We all know now that Harry is the owner of the cloak.  Someone please tell me then why Madeye Moody and Dumbledore were able to see Harry while he was under the cloak??  This is the same cloak given by death and therefore he shouldn't have been able to be seen by anyone despite whatever magic they employed.


----------



## exile (Dec 17, 2007)

Couple of possibilities come to mind. (i) The wizard children's story isn't literally accurate: good as the cloak is, it may not be proof against _all_ visual magic; (ii) don't know about Mad-Eye, but Dumbledore is described in the book as an expert legilimans, and so is very likely able to detect Harry's emotional/psychological presence near him, even when Harry is invisible. And it wouldn't surprise me if Mad-Eye could do the same.... this possibility would be allowed under a strictly literal interpretation of the story of the the three brothers. After all, actual sight isn't what's going on in legilimancy.


----------



## Andrew Green (Dec 17, 2007)

Even under the cloack they still left foot prints and other clues to there presense, perhaps they weren't really "seen" directly.


----------



## MA-Caver (Dec 17, 2007)

Also Mad-eye's eye's properties weren't fully explored now were they? We knew he could see through the back of his head and through some walls and doors but who knows what else? 
Either way... he's gone thus we'll never know. 

For another interesting HP discussion group try www.kevinswatch.com and go to discussion board and scroll down to "The Library" where you'll see JK Rowling and click on that. 
Right now they're in the middle of a dissection of the books, starting with the first and they'll work their way through the entire series.


----------



## AceHBK (Dec 17, 2007)

MA-Carver...thanks I will definately check it out.  Im starting to feel like this Uber nerd.  

My apologies, it wasn't Moody but rather Mr Crouch's son who saw Harry under the invisibility cloak when they were in the pub in Hogsmead in the Goblet of Fire.
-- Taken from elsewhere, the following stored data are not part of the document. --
PR #1382, opened 2018-11-28
Add analytic dipole derivatives for RHF

andysim:
## Description
Adds analytic dipole derivatives for RHF, allowing IR intensities to be computed; @loriab, @dsirianni and crew are working on the finite difference version for cases like DF-MP2, where finite differences of gradients are used for frequencies.

## Todos
Notable points (developer or user-interest) that this PR has or will accomplish.
- [x] Adds dipole derivative code, and a test to verify that they match the CCQC programming project values

## Questions
- [ ] Does anybody object to wavefunction holding these?
- [ ] Does anybody object to the various `set_` methods of wavefunction taking SharedMatrix by value, not by reference?

## Checklist
- [x] Tests added for any new features
- [x] [All or relevant fraction of full tests run](http://psicode.org/psi4manual/master/build_planning.html#how-to-run-a-subset-of-tests)

## Status
- [x] Ready for review
- [x] Ready for merge

PR #1414, opened 2018-12-07
parallelize longest ctests

loriab:
## Description
move dft-bench and vibanalysis tests to pytest

## Todos
- [x] move the 4 dft-bench tests to pytest with parameterization
- [x] move the vibanalysis test to pytest
- [x] add IR intensity benchmarks from Cfour so #1382 has something to test against
- [ ] delete the ctest versions
- [ ] add in `pytest.mark.long` to avoid running some bench routinely

## Questions
- [ ] Question1

## Checklist

## Status
- [ ] Ready for review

I just read that Dumbledore actually used a spell ( Homenum Revelio )that allowed him to see Harry under the cloak.  I guess I am seeing the tale as bieng literal when it isn't....good one Exile.  I took it all as literal since the stone and the wand worked exactly as Luna's father said they would.


----------



## AceHBK (Dec 19, 2007)

Ok..after listening to the Deathly Hallows again something else came to mind....

Why didn't Harry just break the Elder Wand and put it in Dumbledore's coffin?
Harry during is final fuel with Lord Voldemort explained the whole reasoning with the Elder wand and I am sure other wizards who already knew about it and how to obtain it along with word of mouth (from all the students and death eaters and all listened to Harry explain how the wand is passed) would have tried to get it.

Since Harry is a Auror all it takes if for him to be taken 1 time by someone for that person to be the new owner of the Elder Wand and all they have to do is go to the tomb of dumbledore to retreive it.

It would have made just more sense to break it and be done with it.


----------



## HelloKitty (Dec 20, 2007)

exile said:


> (ii) don't know about Mad-Eye, but Dumbledore is described in the book as an expert legilimans, and so is very likely able to detect Harry's emotional/psychological presence near him, even when Harry is invisible.


 
Severus Snape was a legiliman too, but he hated Harry's cloak because, in several occations, he wasn't able to discover the boy near him.

When Harry, Hermione and Ron were discussing about the deathly hallows, they had the clear idea of this story being made for kids, so it could be like a legend, with some inaccuracies.


----------



## HelloKitty (Dec 20, 2007)

AceHBK said:


> Since Harry is a Auror all it takes if for him to be taken 1 time by someone for that person to be the new owner of the Elder Wand and all they have to do is go to the tomb of dumbledore to retreive it.
> 
> *It would have made just more sense to break it and be done with it*.


 
i thought that too, lol.

p.s.: how do u have the certainty of Harry becoming an Auror?

(argh, sorry for the double posting)


----------



## shesulsa (Dec 20, 2007)

AceHBK said:


> Why didn't Harry just break the Elder Wand and put it in Dumbledore's coffin?
> 
> Harry during is final fuel with Lord Voldemort explained the whole reasoning with the Elder wand and I am sure other wizards who already knew about it and how to obtain it along with word of mouth (from all the students and death eaters and all listened to Harry explain how the wand is passed) would have tried to get it.
> 
> ...


I think one of the things Harry learned was that there are things you have to leave to chance and provide the opportunity to do the right thing rather than force it.  Leaving it in Dumbledore's tomb whole not only left it for potentially ill-intended persons but the good people who could use it to regain the order of the good as demonstrated by none other than Harry himself.



HelloKitty said:


> Severus Snape was a legiliman too, but he hated Harry's cloak because, in several occations, he wasn't able to discover the boy near him.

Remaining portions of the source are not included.